I am still working on finding my happy place, and getting out of the emotional slump that only family can provide. This is an imaginary place, from a memory of one of my women's retreats to Land Between the Lakes. I found the horizon line to look a bit crooked, even though I measured it, and I think it is a visual problem with the slope of the hills and trees. Nevertheless, I am quite pleased with the effect, and I worked diligently on representing both cirrus and stratus clouds in a believable manner. When I was much younger, I did some flight schools, and my favorite thing about them was to fly through and above the clouds. While I would have liked to go on to be a pilot, the fuel became too expensive to log enough hours, so I continued with my pursuit to become an artist.

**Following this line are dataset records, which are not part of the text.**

PR #3268, opened 2021-03-14
Disable MPE

taneliang:
## Context

#3035

To be deployed to prod midnight 15 March SGT


taneliang:
Verified MPE is closed and the announcement banner is no longer shown. Merging so that @li-kai can deploy at midnight (thanks! :D)

image


image

PR #3282, opened 2021-05-30
Add semesters 3 and 4 to semesters with exam available

taneliang:
As requested by Ai Lin from RO (see internal email to mods@)


taneliang:
Tested and works. Merging

image

PR #3295, opened 2021-06-27
Fix query parameters being removed on module search retry

### LINKED ISSUE #3288: "Click here to try again" button deletes the 'q' query parameter
### Describe the bug

When there is a network/server issue and we can't load modules, the "Click here to try again" button deletes our query, although all filters are retained.

### To Reproduce

1. Search for a module at a busy time or somehow prevent connection to the server, so that the "Oh no... We can't load the module information" page appears (for example, we might go to `https://nusmods.com/modules?q=geh1042&no-exam=true`)
2. Click on the "Click here to try again" button.
3. Observe that the 'q' parameter of the query is deleted (so we are sent to `https://nusmods.com/modules?no-exam=true`).  This also happens if there were no additional selection parameters after the 'q' parameter.

### Expected behavior

Don't clear the 'q' parameter.

### Screenshots

https://user-images.githubusercontent.com/6948096/122679513-bf484080-d21d-11eb-8966-b6303ad75ea2.mp4

- OS: Windows 10
- Browser: Chrome
- Version: 91.0.4472.106

chrisgzf:
## Context

Closes #3288

searchkit provided a default resetSearchFn for our ES modules search to reset the search. However, we used the resetSearchFn to retry the search instead, which is incorrect. This causes the query params to be cleared when the user attempts to retry the search.

Did this with @alissayarmantho - we were debugging together so the commits are tagged with her too!

## Implementation

We fix this by using the actual searchkit function to retry the search.

### DIFF
--- a/website/src/views/errors/ModuleFinderApiError.test.tsx
+++ b/website/src/views/errors/ModuleFinderApiError.test.tsx
@@ -1,0 +1,53 @@
+import { render } from '@testing-library/react';
+import userEvent from '@testing-library/user-event';
+import { SearchkitManager } from 'searchkit';
+
+import renderWithRouterMatch from 'test-utils/renderWithRouterMatch';
+import ModuleFinderApiError from './ModuleFinderApiError';
+
+jest.mock('views/components/RandomKawaii');
+
+const mockedUrl = 'https://someEsUrl.com';
+const CANONICAL = '/modules?q=GER1000&sem[0]=1&sem[1]=2&sem[2]=3&sem[3]=4';
+
+const searchkit = new SearchkitManager(mockedUrl, {
+  searchUrlPath: '_search?track_total_hits=true',
+});
+
+describe(ModuleFinderApiError, () => {
+  test('should render', async () => {
+    const { container } = render(<ModuleFinderApiError searchkit={searchkit} />);
+    expect(container).toMatchSnapshot();
+  });
+
+  test('should render with url', async () => {
+    const { view } = renderWithRouterMatch(<ModuleFinderApiError searchkit={searchkit} />, {
+      path: '/modules',
+      location: CANONICAL,
+    });
+    const { container } = view;
+    expect(container).toMatchSnapshot();
+  });
+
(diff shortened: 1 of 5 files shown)


website/src/views/errors/ModuleFinderApiError.test.tsx
```diff
@@ -0,0 +1,53 @@
...
+        location: CANONICAL,
+      },
+    );
+    expect(history.location.pathname).toBe('/modules');
+    expect(history.location.search).toBe('?q=GER1000&sem[0]=1&sem[1]=2&sem[2]=3&sem[3]=4');
+
+    const { getByRole } = view;
+    searchkit.history = {
+      push: jest.fn(),
+    };
```
ZhangYiJiang, line 46: If you're replacing this with a mock function, would the `expect(history.location)` below ever fail? 

Also patching the object directly worries me a little since it kinda looks like you're updating a global shared object. I think the Jest runner makes it safe but this might be a bit better (spyOn also executes the original function which I think is what we want here) 

``` ts 
const push = jest.spyOn(searchkit.history, 'push');
``` 
const

ZhangYiJiang (commented):
Changes look correct, the test looks a bit sketchy though. 

I can't believe I had to dig into the SearchKit source code to confirm that the `errorComponent` prop also takes in React elements - the documentation doesn't mention it at all >_<

website/src/views/errors/ModuleFinderApiError.test.tsx
chrisgzf: Update on this: when I was writing this test, there were some struggles trying to get searchkit to use the right `history` object. It's also pretty weird that I can't really make an assertion on `history.push`. When I do `expect(searchkit.history.push).toHaveBeenCalledWith` searchkit always calls `history.push` with `/?`, which is pretty strange. Let me take a closer look at this over the coming weekend.

chrisgzf:
Merging for now, with a new message to direct people to use the alternate module search, as ES seems to be having issues again.

Issue #3294, opened 2021-06-27
Design Discussion for integrating NUS Timetable Optimizer


frizensami:
This is a fairly long issue - my apologies! I hope it will provide a good base for discussion. 

---------------------------

### Is your feature request related to a problem? Please describe.

Students have many possibilities each semester when choosing lessons and modules for their timetable. This is especially difficult and time-consuming in earlier academic years. 
* Introductory modules (e.g., for CS, CS1101S, CS1231S) may have tens of choices for their lessons, some of which may conflict with other modules. 
* Senior students (with fewer lesson choices) may benefit from a way to choose a subset of _modules_ instead. 
* Generally, students also may prefer to start their lessons no earlier than a certain time, have more free days, allow some time for lunch, etc. 

Therefore, a feature that automatically optimizes a student's NUSMods timetable subject to their preferences might be very useful. 

---------------------------

#### Description 
[NUS Timetable Optimizer](https://nus-optimizer.com/) ([GitHub link](https://github.com/frizensami/nus-timetable-optimizer)) is a standalone MVP implementation of this proposed feature. It takes as input a list of modules and a set of user-supplied constraints (e.g., free day / lunch hours / lesson start-end requirements), and outputs a timetable that meets the constraints. If optimization constraints are specified (e.g., compact the timetable as much as possible), the output timetable attempts to maximize/minimize the stated constraints. The list of possible new features are at [the project's Issues page](https://github.com/frizensami/nus-timetable-optimizer/issues), with more to be added. 

**This issue aims to discuss the possibility of merging its functionality into NUSMods, and if so, to discuss the design considerations around its implementation.** 

#### Some results from MVP implementation
* 3,233 unique users since June 1st
* No timetable-generation-related errors reported  
* Mean of 2 - 4 minutes spent optimizing on the site 

#### Prior work 
#390 describes a previous attempt to solve this issue, which inspired the current approach. Notable **similarities** are:
* We use a SMT solver/optimizer to compute matching timetables
* We treat each half-hour slot as an integer-valued variable 
* Some similarities in encoding lessons as integer values

However, we also build upon #390. This is a short description of some of the **improvements**:
* We do not require **any** server-side computation. The constraints are converted to the SMTLIB2 format on the client
* The SMT solver is a WebAssembly-compiled version of the Microsoft Z3 SMT solver, instead of BoolectorJS. This solves timetables at near-native speeds (~1 second after removing outliers)
[...]

PR #3296, opened 2021-06-28
[WIP] NUSMods Optimizer Prototyping

frizensami:
## Context
This WIP PR accompanies the discussions on timetable optimization in #3294. 

This PR is for rapid prototyping based on the discussions in the issue + auto deployment to Vercel so that changes can be viewed easily.

## Implementation

**Note: won't try to fulfil `npm run ci` warnings/errors mostly for now, will implement functionality first**

### Discussion points
Some discussion points in no particular order:
- [ ] Main entry point to view optimizer (on the main timetable? separate tab? Former seems quite natural.)
  - [ ] Should we modify the main timetable and then give users an option to undo to their initial timetable? 
- [ ] Where to display constraints? (Just below modules? Popup/Modal? Not immediately in favour of the popup/modal idea since users perhaps can't change constraints + rerun optimizer quickly) 
- [ ] How to guide users on how to use constraints? 
- [ ] When should we download the ~ 4 MB solver file? During initial NUSMods page load? Or only when the user starts to use the optimizer?
- [ ] In the future, we might have _competing_ optimization constraints, e.g., (a) maximize my free days but (b) give me lunch hours. This might require users to rank or weight their optimization preferences. 

### Implementation Plan
After further discussion I can update this PR with an implementation plan. Minimally, this needs:
- [ ] Constraints UI / UX
- [X] Integrating the Z3 worker, wasm file, and wrappers
- [x] Classes and utils to translate from an NUSMods timetable --> SMTLIB2 --> solver results --> back to a timetable
- [x] (In progress) Non-UI/UX cleanup
- [x] Properly publish the `smtlib-ext` library so we can stop the github reference
- [ ] A LOT of tests
- [x] Vendor types for Z3 and smtlib?
Of the above, the **Constraints UI** will need the most work. The latter two already have been somewhat implemented in [the standalone NUS Timetable Optimizer](https://github.com/frizensami/nusmods_smt_web/).

Translation utils:
- [ ] (In progress) NUSMods timetable --> Optimizer's GenericTimetable
- [ ] Z3 results --> list of changes to make to the existing timetable
- [ ] More to be updated

### Known bugs / limitations
- [ ] Expects only normal semesters (1, 2)
- [ ] Assumes normal weeks array (`NumericWeeks: number[]`) and not `WeekRange` (strange week ranges)
 
### Things to test
- Lesson types with spaces need to be processed before going into the solver as variable names. Solver varnames cannot have spaaces.

### Current changes 

These are just to indicate the idea, please no punterino on the UI :D

1. Implements a "Show/Hide Optimizer" button on the main timetable UI
image
2. Showing the optimizer (for now) displays a set of constraints below the timetable 
image

## Other Information
This is more or less the first time I'm using React, and I'm not much of a front-end designer (clearly, haha), so I'll try to keep up! :slightly_smiling_face:


website/package.json
```diff
@@ -168,7 +168,8 @@
     "reselect": "4.0.0",
     "samlify": "^2.7.6",
     "searchkit": "2.4.1-alpha.5",
-    "use-subscription": "1.5.1"
+    "use-subscription": "1.5.1",
+    "worker-loader": "^3.0.8"
```
li-kai, line 172: This should be in devDependencies

website/src/types/optimizer.ts
```diff
@@ -0,0 +1,144 @@
...
+// Mapping between lesson types -> classNo -> lessons.
+//  We have to take one classNo of each lessonType, so this indicates all the slots to be filled
+//    per classNo per lessonType
+export type LessonsByGroupsByClassNo = {
+    [lessonType: string]: { [classNo: string]: readonly RawLesson[] };
+}
+
+
+// User-selected constraints to pass to optimizer
+export interface GlobalConstraints {
```
li-kai, line 54: for booleans, we try to prefix them with `isX` or `hasX` (e.g. `isWorkloadActive`)

website/src/types/optimizer.ts
```diff
@@ -0,0 +1,144 @@
...
+  lunchHalfHours: number;
+  lunchBreakActive: boolean;
+  // Ask optimizer to compact timetable to leave as few gaps between lessons as possible
+  preferCompactTimetable: boolean;
+}
+
+/**
+ * Defs for communicating between Optimizer <-> WebWorker <-> WASM wrapper
+ * */
+export enum Z3MessageKind {
```
li-kai, line 82: Is there something stopping us from using numbers instead? Iirc, when we pass things to wasm, it is more efficient.

frizensami: The Z3 message is maybe a misnomer, it's a message for the Z3 Worker. I'll rename it.

frizensami: Little easier to debug with string enums, so if it's not a performance concern (very few messages are sent generally), I think the string enum might be ok.

ravern:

Still, clouds are close to my heart as a subject!
Monday, May 19, 2014
Thursday, May 8, 2014
It is amazing how emotional stress can really drop you into the abyss...it has taken me a few weeks to be able to paint again. When I did start painting, it was in my mind to go to my 'happy place'. So here is "My Happy Place #1". It is an image out of my imagination. A combination of golden fields from Wyoming, vineyards of California, and forests of the Midwest. I worked hard to make the cumulus clouds believable. This is a painting done in acrylic on a 5"x5" canvas. I have already begun "Happy Place #2", so stay tuned! Oh, and I am trying to listen to that inner voice that tells me when to STOP painting. Usually I want to add detail, make everything perfect, and smooth. This time I stopped in time to leave some really good shadows in the golden fields...Yeah!